All a balancing act.


----------



## chef-kattan

Dear Chef,

You Food cost it dip ants of your average cover First of All you have to make your approximately food cost sheet for a buffet with minimum of 15 Pax here you will know the approximately food cost you have then you will make the price then like the below Example:

Approximately cost PP = $ 22

The buffet should be sold at the price of $ 100

Total sales of the day = 12 PAX

Minimum Buffet cover should be 15 PAX

Your Food Cost for Buffet = $330

Total Sales = 12X100= $ 1200

Food cost = 330 / 1200= 28% which is ok

For any further assistance please fill free to contact me at

[email protected]

Regards,

Chef Belal


----------



## glutao

How can l calculate my food cost AYCE MEAT, paying $5,30 per pound beef, $1,50 pork, $5,05 lamb, $1,15 chicken?

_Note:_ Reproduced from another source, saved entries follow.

PR #2167, opened 2022-07-11
Allow multiple IDPs config to be passed via struct

donatello:
- This removes support for env based IDP configuration for console

### DIFF
--- a/cmd/console/server.go
+++ b/cmd/console/server.go
@@ -98,7 +98,7 @@ func buildServer() (*restapi.Server, error) {
 		return nil, err
 	}
 
-	api := operations.NewConsoleAPI(swaggerSpec)
+	api := operations.NewConsoleAPI(swaggerSpec, nil)
 	api.Logger = restapi.LogInfo
 	server := restapi.NewServer(api)
 
--- a/integration/buckets_test.go
+++ b/integration/buckets_test.go
@@ -71,7 +71,7 @@ func initConsoleServer() (*restapi.Server, error) {
 	restapi.LogInfo = noLog
 	restapi.LogError = noLog
 
-	api := operations.NewConsoleAPI(swaggerSpec)
+	api := operations.NewConsoleAPI(swaggerSpec, nil)
 	api.Logger = noLog
 
 	server := restapi.NewServer(api)
--- a/pkg/auth/idp/oauth2/config.go
+++ b/pkg/auth/idp/oauth2/config.go
@@ -25,6 +25,21 @@ import (
 	"github.com/minio/pkg/env"
 )
 
+// ProviderConfig - OpenID IDP Configuration for console.
+type ProviderConfig struct {
+	URL                      string
+	ClientID, ClientSecret   string
+	HMACSalt, HMACPassphrase string
+	Scopes                   string
+	Userinfo                 bool
+	RedirectCallbackDynamic  bool
+	RedirectCallback         string
+}
+
+type OpenIDPCfg map[string]ProviderConfig
+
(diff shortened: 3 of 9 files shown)


cniackz:
- I got the steps from manual testing prior these changes
- If env vars are no longer supported then:

1. How can I test this manually? Before I was doing this:

```sh
export CONSOLE_IDP_URL=http://dex:5556/dex/.well-known/openid-configuration
export CONSOLE_IDP_CLIENT_ID=minio-client-app
export CONSOLE_IDP_SECRET=minio-client-app-secret
export CONSOLE_IDP_CALLBACK=http://127.0.0.1:9090/oauth_callback
cd ~/console                                                               
make install                                 
~/go/bin/console server  
```

But above is no longer working, so how can we test this change?...

2. I don't know why this is failing, I compare between working scenario and failing scenario but I don't know why we don't get the token with this changes yet...

3. How did we test this is working with console?... I want to learn that, the reason is to get the steps so that I can update the test if this is actually working...

Tomorrow I will synch with Donatello on this to learn the testing part since I haven't been able to figure this out yet...

Also if this change is still work in progress, not complete, and there is something missing from console point of view; it might be good idea to involve Daniel and Lenin on this as well, so that we can get this faster...

donatello:
@cniackz This way:

```
export CONSOLE_IDP_URL=http://dex:5556/dex/.well-known/openid-configuration
export CONSOLE_IDP_CLIENT_ID=minio-client-app
export CONSOLE_IDP_SECRET=minio-client-app-secret
export CONSOLE_IDP_CALLBACK=http://127.0.0.1:9090/oauth_callback
cd ~/console                                                               
make install                                 
~/go/bin/console server  
```

will not work, because this env support is what is being removed (when running as minio console - it should continue to work in operator mode).

In the test, in this change, I am already passing the IDP info via lines like:

image

in `sso_test.go`.

I locally tested this change, by building minio and having local dex service set up.

cniackz:
@donatello found the issue, it is the scopes.

Previously the scopes were like this:

scopes:

- openid
- profile
- email

Then we appended again openid and ended up with 4:

- openid
- profile
- email
- openid

And that was working fine before.
With these changes I see different pattern, none is obtained and we just append openid so we have:

- "" empty blank space
- openid

And this isn't working, we can't retrieve the credentials and we end up getting the 500 due to different scopes:

Screen Shot 2022-07-13 at 1 28 18 PM

But if we correct these line and replace with the old one, then tests will pass again and no issue will be observed while using SSO:

Screen Shot 2022-07-13 at 1 37 32 PM

If this is not intended; I suggest finding another way to get proper scopes to get this working. But I believe this is not a problem with the test but a problem in the code. Test is only trying to login as the user would do via Browser, so it is exposing real problem I think.

Let me correct the code after this and see if the test passes in Github as well...

cniackz:
This is what I will commit to test and prove my point:

Screen Shot 2022-07-13 at 1 43 30 PM

cniackz:
Yes, all tests are passing

donatello:
Thanks @cniackz for debugging, it's clear now that my change didn't have a default set of scopes to use when nothing was specified. This is fixed now, using the old default value for scopes. This should get all the tests passing.

donatello:
This is ready for review

cniackz (approved):
LGTM

harshavardhana (approved):
Based on this I think we can come up with `ConsoleContext` struct that encompasses all features that are re-parsed again by console that can be avoided.

Allowing for a more typed approach to the settings to be passed into Console.

cniackz (approved):
LGTM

2.000 sq/ft, 95 seating, wine & beer license

thanks


----------



## stevemichelle

I'm doing a Mexican buffet for 100 people. Serving Spanish rice,chicken and beef tacos,the tacos will be a fix your own with lettuce,tomatoes,onions and cheese,taquitos,refried beans,carrots beans and cheese dip. Also serving veggie trays,fruit trays and chesse,meat and cracker trays.How do I calculate how much of each item to puchase? Thanks!


----------